=== What to work on ===
Each line from the opening of the listing below through the line that contains "-1,0 +1,11 @@" is to be output exactly as written.

Extracted records below:

PR #1586, opened 2023-02-19
MuPDF: fix build

benoit-pierre:
Patch the makefile link command so the build process does not try to link with system libraries (e.g. `-lpeg`), even when building the generator helpers (like `cnamedump.exe`). Since mupdf's build system is only in charge of building a static library, we can just drop the `$(LIBS)` part of the link command.

- - -
This change is [Reviewable](https://reviewable.io/reviews/koreader/koreader-base/1586)

### DIFF
--- a/thirdparty/mupdf/CMakeLists.txt
+++ b/thirdparty/mupdf/CMakeLists.txt
@@ -136,6 +136,9 @@ set(PATCH_CMD9 "${KO_PATCH} ${CMAKE_CURRENT_SOURCE_DIR}/webp-upstream-697749.pat
 # add support for cbz chapters
 set(PATCH_CMD10 "${KO_PATCH} ${CMAKE_CURRENT_SOURCE_DIR}/mupdf_cbz_chapter_support.patch")
 
+# don't try link with libraries when building generator helpers…
+set(PATCH_CMD11 "${KO_PATCH} ${CMAKE_CURRENT_SOURCE_DIR}/fix_link_cmd.patch")
+
 # TODO: ignore shared git submodules built outside of mupdf by ourselves
 # https://git.ghostscript.com/mupdf.git is slow, so we use the official mirror on GitHub
 ep_get_source_dir(SOURCE_DIR)
@@ -152,7 +155,7 @@ ExternalProject_Add(
     ${PROJECT_NAME}
     DOWNLOAD_COMMAND ${CMAKE_COMMAND} -P ${GIT_CLONE_SCRIPT_FILENAME}
     BUILD_IN_SOURCE 1
-    PATCH_COMMAND COMMAND ${PATCH_CMD1} COMMAND ${PATCH_CMD2} COMMAND ${PATCH_CMD3} COMMAND ${PATCH_CMD4} COMMAND ${PATCH_CMD5} COMMAND ${PATCH_CMD6} COMMAND ${PATCH_CMD7} COMMAND ${PATCH_CMD8} COMMAND ${PATCH_CMD9} COMMAND ${PATCH_CMD10}
+    PATCH_COMMAND COMMAND ${PATCH_CMD1} COMMAND ${PATCH_CMD2} COMMAND ${PATCH_CMD3} COMMAND ${PATCH_CMD4} COMMAND ${PATCH_CMD5} COMMAND ${PATCH_CMD6} COMMAND ${PATCH_CMD7} COMMAND ${PATCH_CMD8} COMMAND ${PATCH_CMD9} COMMAND ${PATCH_CMD10} COMMAND ${PATCH_CMD11}
     # skip configure
     CONFIGURE_COMMAND ""
     BUILD_COMMAND ${BUILD_CMD_GENERATE} COMMAND ${STATIC_BUILD_CMD} COMMAND ${SHARED_BUILD_CMD}
--- a/thirdparty/mupdf/fix_link_cmd.patch
+++ b/thirdparty/mupdf/fix_link_cmd.patch
@@ -1,0 +1,11 @@
+--- a/Makefile	2023-02-19 19:58:09.894692877 +0100
++++ b/Makefile	2023-02-19 19:58:17.818158811 +0100
+@@ -75,7 +75,7 @@
+ CC_CMD = $(QUIET_CC) $(CC) $(CFLAGS) -o $@ -c $<
+ CXX_CMD = $(QUIET_CXX) $(CXX) $(filter-out -Wdeclaration-after-statement,$(CFLAGS)) -o $@ -c $<
+ AR_CMD = $(QUIET_AR) $(AR) cr $@ $^
+-LINK_CMD = $(QUIET_LINK) $(CC) $(LDFLAGS) -o $@ $^ $(LIBS)
++LINK_CMD = $(QUIET_LINK) $(CC) $(LDFLAGS) -o $@ $^
+ MKDIR_CMD = $(QUIET_MKDIR) mkdir -p $@
+ RM_CMD = $(QUIET_RM) rm -f $@
+ TAGS_CMD = $(QUIET_TAGS) ctags $^


benoit-pierre:
I could reproduce the CI failure locally after moving my system JPEG library out of the way.

benoit-pierre:
On a semi-related note, because cmake is hell, I've got a meson POC build system, if there's some interest. It does make composing things and experimenting much easier.

NiLuJe:
Now that meson finally hit 1.0, and that we don't really care about native win32 anymore... I really, really, really wouldn't be opposed to it, despite the potential disruption...

benoit-pierre:
Current state: compile the emulator on Linux, cross compile the emulator for Windows (`win64`, which I managed to get running with some issues, but not anymore with the recent `mmap` dependency in the partial rendering code), and the kindlepw2 build. Includes release & debug variants, and a mode where most libraries are merged into one big `libkoreader`. Also included, MuPDF updated to the latest version (I was investigating why the Windows version PDF support does not work).

poire-z:
That's impressive ! and a bit frightening as I don't like my living room to be that revamped :)

> and a mode where most libraries are merged into one big libkoreader

Part of my dev worklow, after testing on the emulator, is building _only_ libcrengine.so + libkoreader-cre.so for arm (+ their deps), and move them (only these 2 libs) over a recent koreader-kobo nightly on my device to test.
Given my old & slow & space limited build system, having to rebuild the whole libraries for arm each time there is a unrelated thirdparty bump would be quite bothering to me :/

Frenzie:
> On a semi-related note, because cmake is hell, I've got a meson POC build system, if there's some interest. It does make composing things and experimenting much easier.

Yes, absolutely.

> cross compile the emulator for Windows (win64, which I managed to get running with some issues

Cool!

benoit-pierre:
> That's impressive ! and a bit frightening as I don't like my living room to be that revamped :)
> 
> > and a mode where most libraries are merged into one big libkoreader
> 
> Part of my dev worklow, after testing on the emulator, is building _only_ libcrengine.so + libkoreader-cre.so for arm (+ their deps), and move them (only these 2 libs) over a recent koreader-kobo nightly on my device to test. Given my old & slow & space limited build system, having to rebuild the whole libraries for arm each time there is a unrelated thirdparty bump would be quite bothering to me :/

Yeah, it does increase the base memory use, even if it potentially decreases the maximum memory needed when all the shared libraries are loaded. It does help taking advantage of LTO to further optimize and trim unused symbols.

Anyway, it's optional ;)

poire-z:
> Anyway, it's optional ;)

Well, if the performance improvment is noticable, we'll have to decide how to go with building nightlies & stable. And we would loose quite a bit of practicality with a monolithic libkoreader.so (like shipping debug/test libs to users).
Also, how would we handle stuff like `ffi.load("libs/libgif.so.7")` ? We'd have many new codepaths for when monolibtic mode is enabled vs not?
And if we need that many tweaks to frontend and base/ffi to handle both modes, it will be quite bothering and the need to update & test both modes when adding new stuff :/ so, we'll end up killing one of these, and it won't be optionnal :)

thirdparty/mupdf/CMakeLists.txt
```diff
@@ -136,6 +136,9 @@ set(PATCH_CMD9 "${KO_PATCH} ${CMAKE_CURRENT_SOURCE_DIR}/webp-upstream-697749.pat
 # add support for cbz chapters
 set(PATCH_CMD10 "${KO_PATCH} ${CMAKE_CURRENT_SOURCE_DIR}/mupdf_cbz_chapter_support.patch")
 
+# don't try link with libraries when building generator helpers…
+set(PATCH_CMD10 "${KO_PATCH} ${CMAKE_CURRENT_SOURCE_DIR}/fix_link_cmd.patch")
```
poire-z, line 140: You probably meant `PATCH_CMD11` on line 140, that you use below.

benoit-pierre: Damn... Good catch.

benoit-pierre:
Meson POC available here: [koreader](https://github.com/koreader/koreader/compare/master...benoit-pierre:koreader:meson_support), [koreader-base](https://github.com/koreader/koreader-base/compare/master...benoit-pierre:koreader-base:meson_support), and [crengine](https://github.com/koreader/crengine/compare/master...benoit-pierre:crengine:meson_support).

Notes:

- only tested on Linux 
- support `./kodev build` & `./kodev run` to build/run the emulator
- support `./kodev build kindlepw2` (`curl`, `sftp-server` & `zsync2` not yet included, `sscache` use is forced, see `meson/cross_kindlepw2.txt`)
- support `./koded build win64` & `./kodev run win64` to cross-compile for Windows (wine is used for running, see `meson/cross_emulator_win64.txt`)
- subprojects are used for thirdparty dependencies: patches and overlay trees are in `subprojects/packagefiles`, download cache in `subprojects/packagecache`
- thirdparty dependency source trees are under `subprojects`, removed on `make dist-clean`
- build output is stored under `./build`
- install directories in top dir (e.g.: `koreader-emulator_linux-debug`)
- when building the emulator on Linux, some directories are symlinked to the install directory, otherwise everything is copied
- no more `rocks` directory, everything is under `common`
- `amalgam` mode (one big `libkoreader` library) can be enabled by setting `KOAMALGAM=1` in the environment (a different build/install directory will automatically be used)
- build options are in `./meson`:
  * `options.txt`: common options
  * `options_amalgam.txt`: override for `amalgam` mode
  * `options_debug.txt`: debug build options
  * `options_release.txt`: ditto for release
  * `target_xxx.txt`: target specific options
  * `cross_xxx.txt`: cross-compiling options

TODO:
- add `curl`, `openssh`, `zsync`
- see if an Android build if feasible? I've not even tried it with the standard build system
- rename `amalgam` mode to `monolibtic` ;)
- switch from archives to git clones (the former was faster for developing/testing the build system, but using
  checkouts would make patch management easier)
- …

> Well, if the performance improvment is noticable, we'll have to decide how to go with building nightlies & stable. And we would loose quite a bit of practicality with a monolithic libkoreader.so (like shipping debug/test libs to users).
Also, how would we handle stuff like ffi.load("libs/libgif.so.7") ? We'd have many new codepaths for when monolibtic mode is enabled vs not?
And if we need that many tweaks to frontend and base/ffi to handle both modes, it will be quite bothering and the need to update & test both modes when adding new stuff :/ so, we'll end up killing one of these, and it won't be optional :)

I've added a [`ffi.loadlib` function](https://github.com/benoit-pierre/koreader/blob/9421e0a36c2ec072c9d3d8531dc5b63ad5da1861/setupkoenv.lua#L62) to simplify loading libraries (see [SDL
example](https://github.com/benoit-pierre/koreader-base/blob/279ea93ac93b2f8dd53f20a22afb1f27145b03cb/ffi/SDL2_0.lua#L23)): it takes a series of (library name, optional version) pair to look for, and the [`loadlib` helper](https://github.com/benoit-pierre/koreader/blob/9421e0a36c2ec072c9d3d8531dc5b63ad5da1861/setupkoenv.lua#L42) handle looking for the right library and abstracting the details of the platform specifics prefix/suffix.

When building in `monolibtic` mode, a small lua file is generated and used by `setupkoenv` to handle overrides: redirect some requires and `ffi.loadlib` calls to `libkoreader`. Here is the content of the generated file:
```lua
return {
    library = 'libs/libkoreader.so',
    preloads = {
        ["libs/libkoreader-cre"] = "luaopen_cre",
        ["libs/libkoreader-djvu"] = "luaopen_djvu",
        ["libs/libkoreader-nnsvg"] = "luaopen_nnsvg",
        ["libs/libkoreader-xtext"] = "luaopen_xtext",
    },
    redirects = {
        ["czmq.1"] = true,
        ["freetype.6"] = true,
        ["harfbuzz.0"] = true,
        ["k2pdfopt.2"] = true,
        ["lept.5"] = true,
        ["lodepng"] = true,
        ["mupdf"] = true,
        ["sqlite3.0"] = true,
        ["utf8proc.2"] = true,
        ["z"] = true,
        ["zmq.4"] = true,
        ["zstd.1"] = true,
        ["SDL2-2.0.0"] = true,
        ["wrap-mupdf"] = true,
        ["blitbuffer"] = true,
    },
}
```

NiLuJe:
At a very quick glance, that looks rather sexy ;).

I can certainly see the appeal of mesonifying everything to sidestep annoying upstream buildsystems, too... Is there a tool that helps generate meson.build files or was that a lot of hand-made tweaking?

eli-schwartz:
Oh neat.

> despite my hangups about its approach to cross compilation

@NiLuJe BTW -- nifty little trick, you can actually trigger a cross compilation like this: `CC=my-cross-gcc CXX=my-cross-g++ meson setup builddir --cross-file=/dev/null`.

Practically everything from a cross file is not actually necessary, if that's what you were referring to.

poire-z:
I can't judge about the build system change and pros/cons, I'm not competent enough - but it indeed looks more readable than CMake.
A bit confused about what gets in koreader frontend and what in koreader-base - and what controls what - but I guess I'll learn. Would we still need the 2 repos koreader + koreader-base ?

Some practical questions, just to get an idea how complicated it would get for me :/:
- could we still use our (possibly old, still using gcc-arm from debian10 on my debian11) crosscompiling toolchain ? Or does meson (and/or your upgraded stuff) requires up to date crosstools ? And would it work on current debian 11 tools, or would you require us to have to build newer versions of most of the build tools ? :/
- could I still build all of it on my small headless linux with 4GB or RAM (3GB free) ? How much memory would the monolibtic build need ?
- (not really happy with having Windows support: now, when we add a feature using Linux specific stuff, we would be required to code the Windows counterpart and know about Windows API... which I promise I _will not_ learn ! :)

poire-z:
And btw... _who are you ?!_
Out of nowhere, you pop in, and:
- bump MuPDF, that no one really dared doing for years (didn't look like it needed much work though :)
- kill the dragon CMake
- bring Windows support

What next ? I'm a bit fearing you might rewrite crengine in rust :/
Why such interest in KOReader ? Long time user ? Do you have time to read ? :)

NiLuJe:
> @NiLuJe BTW -- nifty little trick, you can actually trigger a cross compilation like this: `CC=my-cross-gcc CXX=my-cross-g++ meson setup builddir --cross-file=/dev/null`.
> 
> Practically everything from a cross file is not actually necessary, if that's what you were referring to. (And the one thing you officially do "need" you can still do without.)

Oh, I like that, thanks!

(Last I checked, there was a very strong assumption that what's in the env var should only ever affect the *host*, not the *target*, so, e.g., setting CFLAGS with arm-specific flags in the env would break pretty much anything that required running the host compiler during the build (e.g., code generation tools)).

eli-schwartz:
https://mesonbuild.com/Reference-tables.html#environment-variables-per-machine

We support autotools-style `$XXX_FOR_BUILD` variant variables, though anything in a machine file always trumps the environment. Old versions of Meson may have been a bit messy, though. :(

Frenzie:
@poire-z 

> And btw... who are you ?!

On the one hand I don't know either, on the other hand a quick glance comes up with https://github.com/openstenoproject/plover which is an extremely impressive piece of software I've known about for years.

@benoit-pierre I think the bigger question is… where'd you find all the time? :laughing: Either that or you can do in hours what would take me at least a full working week. ;-)

yparitcher:
If you are updating MuPdf please show a little love to [k2pdfopt](https://www.willus.com/k2pdfopt/) :)
Our fork with patches is [https://github.com/koreader/libk2pdfopt](https://github.com/koreader/libk2pdfopt) and it and its dependent libraries can only be bumped in tandem with mupdf

Frenzie:
You probably already saw btw, but https://github.com/koreader/koreader-base/pull/1203 has pretty much all of the work required in it. Specifically see https://github.com/ezdiy/libk2pdfopt

poire-z:
Should we merge this PR quickly, for master to build ? (that is, if you approve the changes)

benoit-pierre:
> I can certainly see the appeal of mesonifying everything to sidestep annoying upstream buildsystems, too... Is there a tool that helps generate meson.build files or was that a lot of hand-made tweaking?

100% organic made.

> Part of my dev worklow, after testing on the emulator, is building only libcrengine.so + libkoreader-cre.so for arm (+ their deps), and move them (only these 2 libs) over a recent koreader-kobo nightly on my device to test.
> Given my old & slow & space limited build system, having to rebuild the whole libraries for arm each time there is a unrelated thirdparty bump would be quite bothering to me :/

```bash
# manually setup for `remarkable` (no `monolibtic`) without building
▸ make KODEBUG=1 TARGET=remarkable setup
# rebuild only libkoreader-cre.so and dependencies (about ~500 targets).
▸ ninja -C build/remarkable-debug libkoreader-cre.so
# copy to target device
▸ scp build/remarkable-debug/libkoreader-cre.so …
```

There's no `libcrengine.so` anymore: it's always statically built, since `libkoreader-cre` is the only user. Same with some of its dependencies: `antiword`, `chmlib` and `lunasvg`.

This take about 140s on my (10 years old) machine, starting from a cold compile cache. As for space, compared to the current [stats on master](https://github.com/koreader/koreader-base/pull/1578#issue-1571593980), with (almost) the same builds:

|                               |      |
|-------------------------------|-----:|
| `subprojects/`                | 987M |
| `build/emulator_linux/`       | 316M |
| `build/emulator_linux-debug/` | 628M |
| `build/kindlepw2/`            | 292M |
| `build/`                      | 1.3G |
| TOTAL                         | 2.2G |

> I can't judge about the build system change and pros/cons, I'm not competent enough - but it indeed looks more readable than CMake.
> A bit confused about what gets in koreader frontend and what in koreader-base - and what controls what - but I guess I'll learn. Would we still need the 2 repos koreader + koreader-base ?

Meson impose the location of sub-projects, so `base/thirdparty` would be gone, as well as:

- `base/Makefile`
- `base/Makefile.defs`
- `base/Makefile.third`
- `base/luafilesystem/` & `base/patches/` (the later contains one patch for `luafilesystem`)

That still leaves quite a few things:

- the source for all helper libraries: `libblitbuffer`, `libkoreader-cre`, `libkoreader-djvu`, …
- FFI stuff (`ffi/` & `ffi-cdecl/`)
- and some miscellaneous stuff: PDF helpers (`extr` & `utils/`), `utils/` (Android toolchain install helper), …

I certainly would welcome less git submodules (always a PITA to deal with).

> Some practical questions, just to get an idea how complicated it would get for me :/:
> 
>     could we still use our (possibly old, still using gcc-arm from debian10 on my debian11) crosscompiling toolchain ?

I don't see why not.

>     Or does meson (and/or your upgraded stuff) requires up to date crosstools ? 

I don't think so.

>     And would it work on current debian 11 tools, or would you require us to have to build newer versions of most of the build tools ? :/
>
>     could I still build all of it on my small headless linux with 4GB or RAM (3GB free) ? How much memory would the monolibtic build need ?

Again, "monolibtic" mode is optional, and the LTO stuff can be disabled in `meson/options_release.txt`. I don't know about memory usage, but linking the monolibtic `libkoreader` for `kindlepw2` with LTO does take a good 5 minutes on my machine… Which I think is probably a combination of older GCC version and non-optimized build: I'm using the latest koxtoolchain release, I haven't managed to rebuild one with `gen-tc.sh`, yet alone attempted to update the GCC version.

>     (not really happy with having Windows support: now, when we add a feature using Linux specific stuff, we would be required to code the Windows counterpart and know about Windows API... which I promise I will not learn ! :)

That's was really more of quick way to test cross-compiling for another platform (and the `ffi.loadlib` stuff). It's broken anyway (mmap, PDF support, subprocess handling). There's also a subtle bug with CRE documents, see if you can spot it:

2023-02-21-200900_540x720_scrot

I also have no love for Windows, so I'm going to drop it.

>  Why such interest in KOReader ? Long time user ? Do you have time to read ? :)

User, yes. Reading times have recently plummeted..

> If you are updating MuPdf please show a little love to k2pdfopt :) […]

I've just done the minimum for sanity's sake (see `subprojects/packagefiles/libk2pdfopt/less_fugly.patch`) for now.

> […] its dependent libraries can only be bumped in tandem with mupdf

1. `mupdf` depends on `freetype2`, `harfbuzz`, `libjpeg`, `libwebpdemux`, and some modified thirdparty libraries: `gumbo-parser`, `jbig2dec`, `mujs` & `openjp2`
2. `libk2pdfopt` depends on `leptonica` & `tessact`
3. `tesseract` depends on `leptonica`
4. and `leptonica` optionally depends on `libopenjp2`, `libjpeg`, `libpng`, `libtiff-4` & `libwebp`: right now I'm only enabling PNG support as analyzing the list of [symbols required by Koreader](https://github.com/benoit-pierre/koreader-base/blob/279ea93ac93b2f8dd53f20a22afb1f27145b03cb/libkoreader.exports/lept) does not show the need for anything else.

> You probably already saw btw, but #1203 has pretty much all of the work required in it. Specifically see https://github.com/ezdiy/libk2pdfopt

Yeah, I've not looked into it yet. What would be helpful is a checklist of tests to ensure everything is indeed working as expected: with so many options, it's hard to know if I've hit all the code paths (like the support for highlighting).

Tentative list:

- PDF support:
  * opening a PDF
  * selecting some text (check multi-lines)
  * highlighting selection
  * changing an highlight style
  * deleting an highlight
  * saving highlights? I've noticed Koreader ask if changes must be saved, but even after declining, there's still some state saved (even on master).
  * what else? encryption support, external fonts, …
- CBZ support:
  * opening a comic
  * try zooming on a panel (long press)
  * …
- HTML support:
  * check the results of a dictionary lookup
- …

eli-schwartz:
> still using gcc-arm from debian10 on my debian11) crosscompiling toolchain ? Or does meson (and/or your upgraded stuff) requires up to date crosstools ? And would it work on current debian 11 tools, or would you require us to have to build newer versions of most of the build tools ? :/

@poire-z,

Meson's CI regularly tests Ubuntu Bionic, which is older than those, and has GCC 7.4; in general, there's no need to worry about using the environment of a still supported, much less quite *recent*, distro.

...

As a generic rule?

Meson tries to avoid arbitrarily restricting the version of your compiler, but in order to integrate well it does sometimes need to know how to activate features. Meson usually version guards this when added, and doesn't gratuitously drop support for old compilers (and we literally cannot drop support for 7.4, since, again, we target that in our CI). There is support code as old as 4.8, which is the first version of GCC released after Meson was started (it handles warning arguments). I do not know whether anyone still relies on it, but there's no plan to drop that either, since it already exists and isn't a burden to leave in place.

Any given user probably does not need GCC 2.x support. If you did, Meson would probably be a bad choice, because Meson makes no effort to support systems or toolsets that were ancient and obsolete before it was started. :P

NiLuJe:
> yet alone attempted to update the GCC version.

That's near the top of my TODO list, FWIW (I'll hopefully get to it in the next couple of months...).

Not that it'll help much with LTO, the only really faster alternatives I know of are Clang in thin-lto mode, coupled with lld or even mold ;).

NiLuJe:
> I do not know whether anyone still relies on it

(re: gcc 4.8)

That's (nearly) the last GCC version licensed under GPL v2, so, that's what the GCC version available in Android NDKs is based on (and we haven't made the move to Clang yet there). Or, even, some really old OS X toolchains, if you're feeling mad ;D).

eli-schwartz:
Sounds painful, but if you do need it and you run into issues with it, I am happy to merge untested PRs on the honor system, that support such old GCCs better.

> some really old OS X toolchains, if you're feeling mad ;D.

... for which definition of mad? :eyes:

NiLuJe:
> ... for which definition of mad? eyes

I can't even remember when Apple dropped GCC, so you'd have to be into some *really* kinky stuff with old Apple OSes ;p.

Frenzie:
> That's (nearly? can't remember the exact cutoff) the last GCC version licensed under GPL v2, so, that's what the GCC version available in (old) Android NDKs is based on

4.9, for the record. But yes, it doesn't make a whole lot of difference.

poire-z:
> There's no `libcrengine.so` anymore: it's always statically built, since `libkoreader-cre` is the only user. Same with some of its dependencies: `antiword`, `chmlib` and `lunasvg`.

OK, so that would be in a non-monolibtic mode, and I'd be ok with a single libkoreader-cre.so to build and move to the device. (Still some aggregations, so, minilibstic :)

End of Extracted records.

=== The completed task ===
PR #1586, opened 2023-02-19
MuPDF: fix build

benoit-pierre:
Patch the makefile link command so the build process does not try to link with system libraries (e.g. `-lpeg`), even when building the generator helpers (like `cnamedump.exe`). Since mupdf's build system is only in charge of building a static library, we can just drop the `$(LIBS)` part of the link command.

- - -
This change is [Reviewable](https://reviewable.io/reviews/koreader/koreader-base/1586)

### DIFF
--- a/thirdparty/mupdf/CMakeLists.txt
+++ b/thirdparty/mupdf/CMakeLists.txt
@@ -136,6 +136,9 @@ set(PATCH_CMD9 "${KO_PATCH} ${CMAKE_CURRENT_SOURCE_DIR}/webp-upstream-697749.pat
 # add support for cbz chapters
 set(PATCH_CMD10 "${KO_PATCH} ${CMAKE_CURRENT_SOURCE_DIR}/mupdf_cbz_chapter_support.patch")
 
+# don't try link with libraries when building generator helpers…
+set(PATCH_CMD11 "${KO_PATCH} ${CMAKE_CURRENT_SOURCE_DIR}/fix_link_cmd.patch")
+
 # TODO: ignore shared git submodules built outside of mupdf by ourselves
 # https://git.ghostscript.com/mupdf.git is slow, so we use the official mirror on GitHub
 ep_get_source_dir(SOURCE_DIR)
@@ -152,7 +155,7 @@ ExternalProject_Add(
     ${PROJECT_NAME}
     DOWNLOAD_COMMAND ${CMAKE_COMMAND} -P ${GIT_CLONE_SCRIPT_FILENAME}
     BUILD_IN_SOURCE 1
-    PATCH_COMMAND COMMAND ${PATCH_CMD1} COMMAND ${PATCH_CMD2} COMMAND ${PATCH_CMD3} COMMAND ${PATCH_CMD4} COMMAND ${PATCH_CMD5} COMMAND ${PATCH_CMD6} COMMAND ${PATCH_CMD7} COMMAND ${PATCH_CMD8} COMMAND ${PATCH_CMD9} COMMAND ${PATCH_CMD10}
+    PATCH_COMMAND COMMAND ${PATCH_CMD1} COMMAND ${PATCH_CMD2} COMMAND ${PATCH_CMD3} COMMAND ${PATCH_CMD4} COMMAND ${PATCH_CMD5} COMMAND ${PATCH_CMD6} COMMAND ${PATCH_CMD7} COMMAND ${PATCH_CMD8} COMMAND ${PATCH_CMD9} COMMAND ${PATCH_CMD10} COMMAND ${PATCH_CMD11}
     # skip configure
     CONFIGURE_COMMAND ""
     BUILD_COMMAND ${BUILD_CMD_GENERATE} COMMAND ${STATIC_BUILD_CMD} COMMAND ${SHARED_BUILD_CMD}
--- a/thirdparty/mupdf/fix_link_cmd.patch
+++ b/thirdparty/mupdf/fix_link_cmd.patch
@@ -1,0 +1,11 @@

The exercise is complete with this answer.